I have a spare ECU without the pin code(car starts but cuts off because of immobilizer).Can i get this ECU pin code with maestro to adapt it to my car's immobilizer?


----------



## flat6turboGT1 (Sep 11, 2004)

If you're setting up a new license you can run an immobilizer defeat and be in business pretty quick. I had to do this for my car since APR did me the favor of soldering one of their chips onto my original ECU that prevented anything else from flashing to the car.... if you're trying to move your license to a new ECU though I don't think that will work


Sent from my iPhone using Tapatalk


----------



## OBIWANKANNA974 (Feb 24, 2011)

Yes it will be a new license. that's also cos my actual ECU has an APR eprom soldered inside that i need to use a spare ECU:banghead:


----------



## flat6turboGT1 (Sep 11, 2004)

OBIWANKANNA974 said:


> Yes it will be a new license. that's also cos my actual ECU has an APR eprom soldered inside that i need to use a spare ECU:banghead:


Yep. Exact same issue I had. You should have no problem getting set up for immo defeat. Just make sure you read up on the process and follow the steps correctly. You shouldn't need the PIN for the ECU at all 


Sent from my iPhone using Tapatalk


----------



## Paul#51 (Oct 25, 2012)

*Eurodyne AWP F21 VR VVT tune max MAF 170gps*



MKIINIK said:


> New to this but more than willing to learn..
> 
> My setup is as follows.
> AWP 1.8T
> ...


I'm fairly new to Maestro...
I'm running a similar setup, loaded the same tune. I had the opposite concern my MAF numbers were really low and no matter what suggestion(IC,FP,ect) I tried I was lean. If unplugged the MAF it ran alot richer. So I checked the AWP 550cc VR6 VVT tune and it was on the AWP MAF setting, changed to the VR6/TT225 MAF setting and BAM it hit the desires lambda...
I would of saved a lot of time checking and verifying the basics, but who would of thought the downloaded base tune had the wrong MAF loaded!


----------



## Alcrerion (Feb 16, 2012)

Hello

I've finally gotten my 2L stroker built and am in the process of getting it broken in. I have a Garrett T3/T4 60 trim currently on the car and am running the AWP 630cc non-vvt file.
When at cruising speed I've noticed that my boost/vac gauge is reading excessively high between -4hg to 1/2psi. Before the 2L I was running a stock 1.8t with a stage 2 AWP tune (with certain maps imported from an AMU file, but I forget which ones) and noticed that around cruising speed there was a lot more vacuum present and it wasn't as jumpy on the throttle.
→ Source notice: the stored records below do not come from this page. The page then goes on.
PR #819, opened 2026-01-23
Implement `Bytes::unsplit` and `Bytes::try_unsplit`

### LINKED ISSUE #503: Consider an unsplit method for Bytes

thanhminhmr:
Closes #503, #287.

- [x] Implement `Bytes::unsplit` and `Bytes::try_unsplit`
- [x] Implement tests for `Bytes::unsplit` and `Bytes::try_unsplit`

### DIFF
--- a/src/bytes.rs
+++ b/src/bytes.rs
@@ -172,7 +172,7 @@ impl Bytes {
         Bytes {
             ptr: bytes.as_ptr(),
             len: bytes.len(),
-            data: AtomicPtr::new(ptr::null_mut()),
+            data: AtomicPtr::new(bytes.as_ptr() as *mut ()),
             vtable: &STATIC_VTABLE,
         }
     }
@@ -183,7 +183,7 @@ impl Bytes {
         Bytes {
             ptr: bytes.as_ptr(),
             len: bytes.len(),
-            data: AtomicPtr::new(ptr::null_mut()),
+            data: AtomicPtr::new(bytes.as_ptr() as *mut ()),
             vtable: &STATIC_VTABLE,
         }
     }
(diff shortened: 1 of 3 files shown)


Darksonn:
I'm sorry but this PR raises a lot of forwards compatibility concerns for me. I'm concerned that it may limit our ability to add other features in the future. See #287 for prior discussion.

thanhminhmr:
To clarify how the current PR aligns with that contract:

The implementation only attempts to merge when it can *prove* the two `Bytes` share the same backing data. Concretely, it compares the internal `data` pointer and only proceeds if they are equal; otherwise it conservatively fails.

For `Bytes::from_static`, I updated the (currently unused) `data` field to store the original address of the static slice. That address is preserved across splits, so `Bytes` originating from the same static allocation share the same `data`. This allows static `Bytes` to be safely merged when appropriate and fixes the issue you pointed out earlier. I verified this behavior with `miri`, and it reports no UB after the fix.

There is one edge case I have not handled yet: merging when `self` is empty and `other` is non-empty. The current logic will conservatively fail if their backing data differ. This could be optimized by dropping `self` and moving `other` into it without copying, but I’ve intentionally left it out for now to keep the initial implementation minimal and conservative.

scutuatua-crypto (approved):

Also have the stock small port head and stock intake manifold also, so the only variable I should be accounting for would be the increased displacement.

Can anyone point me in the direction of which maps to alter or how to sort out this issue?


----------



## flat6turboGT1 (Sep 11, 2004)

Assuming no vac leaks, have you updated the appropriate maps for the increased displacement?

I haven't done this myself, so I don't know what all maps are involved. I would assume Alpha N and Throttle Angle v Airlfow amongst likely others. I would be curious to know from someone more experienced what all is involved there 


Sent from my iPhone using Tapatalk


----------



## flat6turboGT1 (Sep 11, 2004)

Also, is Switching Active turned on in Quicktune?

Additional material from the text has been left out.